[Collected data]
────────────────────

PR #255, opened 2026-06-02
Fix import dialog showing 0 notes/media for subdeck-only decks

### LINKED ISSUE #190: Note count in import dialog doesn't include subdecks
(Low priority.)

### To reproduce:

1. Import the following minimal deck with one subdeck and one card in the subdeck (and no cards in the main deck):

<details>

```json
{
    "__type__": "Deck",
    "children": [
        {
            "__type__": "Deck",
            "children": [],
            "crowdanki_uuid": "12684a9e-b15b-11ed-985f-c9e14aaf9362",
            "deck_config_uuid": "12684f30-b15b-11ed-985f-c9e14aaf9362",
            "desc": "",
            "dyn": 0,
            "extendNew": 0,
            "extendRev": 0,
            "media_files": [],
            "name": "subdeck",
            "newLimit": null,
            "newLimitToday": null,
            "notes": [
                {
                    "__type__": "Note",
                    "fields": [
                        "a",
                        "b"
                    ],
                    "guid": "XRzqD(ea!",
                    "note_model_uuid": "22b980ca-b15b-11ed-b503-c5b4cccbc2bf",
                    "tags": []
                }
            ],
            "reviewLimit": null,
            "reviewLimitToday": null
        }
    ],
    "crowdanki_uuid": "1268232a-b15b-11ed-985f-c9e14aaf9362",
    "deck_config_uuid": "12684f30-b15b-11ed-985f-c9e14aaf9362",
    "deck_configurations": [
        {
            "__type__": "DeckConfig",
            "autoplay": true,
            "buryInterdayLearning": false,
            "crowdanki_uuid": "12684f30-b15b-11ed-985f-c9e14aaf9362",
            "dyn": false,
            "interdayLearningMix": 0,
            "lapse": {
                "delays": [
                    10.0
                ],
                "leechAction": 1,
                "leechFails": 8,
                "minInt": 1,
                "mult": 0.0
            },
            "maxTaken": 60,
            "name": "Default",
            "new": {
                "bury": false,
                "delays": [
                    1.0,
                    10.0
                ],
                "initialFactor": 2500,
                "ints": [
                    1,
                    4,
                    0
                ],
                "order": 1,
                "perDay": 20
            },
            "newGatherPriority": 0,
            "newMix": 0,
            "newPerDayMinimum": 0,
            "newSortOrder": 0,
            "replayq": true,
            "rev": {
                "bury": false,
                "ease4": 1.3,
                "hardFactor": 1.2,
                "ivlFct": 1.0,
                "maxIvl": 36500,
                "perDay": 200
            },
            "reviewOrder": 0,
            "timer": 0
        }
    ],
    "desc": "",
    "dyn": 0,
    "extendNew": 0,
    "extendRev": 0,
    "media_files": [],
    "name": "Default",
    "newLimit": null,
    "newLimitToday": null,
    "note_models": [
        {
            "__type__": "NoteModel",
            "crowdanki_uuid": "22b980ca-b15b-11ed-b503-c5b4cccbc2bf",
            "css": ".card {\n    font-family: arial;\n    font-size: 20px;\n    text-align: center;\n    color: black;\n    background-color: white;\n}\n",
            "flds": [
                {
                    "collapsed": false,
                    "description": "",
                    "font": "Arial",
                    "name": "Front",
                    "ord": 0,
                    "plainText": false,
                    "rtl": false,
                    "size": 20,
                    "sticky": false
                },
                {
                    "collapsed": false,
                    "description": "",
                    "font": "Arial",
                    "name": "Back",
                    "ord": 1,
                    "plainText": false,
                    "rtl": false,
                    "size": 20,
                    "sticky": false
                }
            ],
            "latexPost": "\\end{document}",
            "latexPre": "\\documentclass[12pt]{article}\n\\special{papersize=3in,5in}\n\\usepackage[utf8]{inputenc}\n\\usepackage{amssymb,amsmath}\n\\pagestyle{empty}\n\\setlength{\\parindent}{0in}\n\\begin{document}\n",
            "latexsvg": false,
            "name": "Basic",
            "req": [
                [
                    0,
                    "any",
                    [
                        0
                    ]
                ]
            ],
            "sortf": 0,
            "tmpls": [
                {
                    "afmt": "{{FrontSide}}\n\n<hr id=answer>\n\n{{Back}}",
                    "bafmt": "",
                    "bfont": "",
                    "bqfmt": "",
                    "bsize": 0,
                    "did": null,
                    "name": "Card 1",
                    "ord": 0,
                    "qfmt": "{{Front}}"
                }
            ],
            "type": 0
        }
    ],
    "notes": [],
    "reviewLimit": null,
    "reviewLimitToday": null
}
```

────────────────────

_Task description:_
Whenever the string "reviewLimitToday" turns up in a line above, copy that line out.

_Solution to this exercise:_
            "reviewLimitToday": null
    "reviewLimitToday": null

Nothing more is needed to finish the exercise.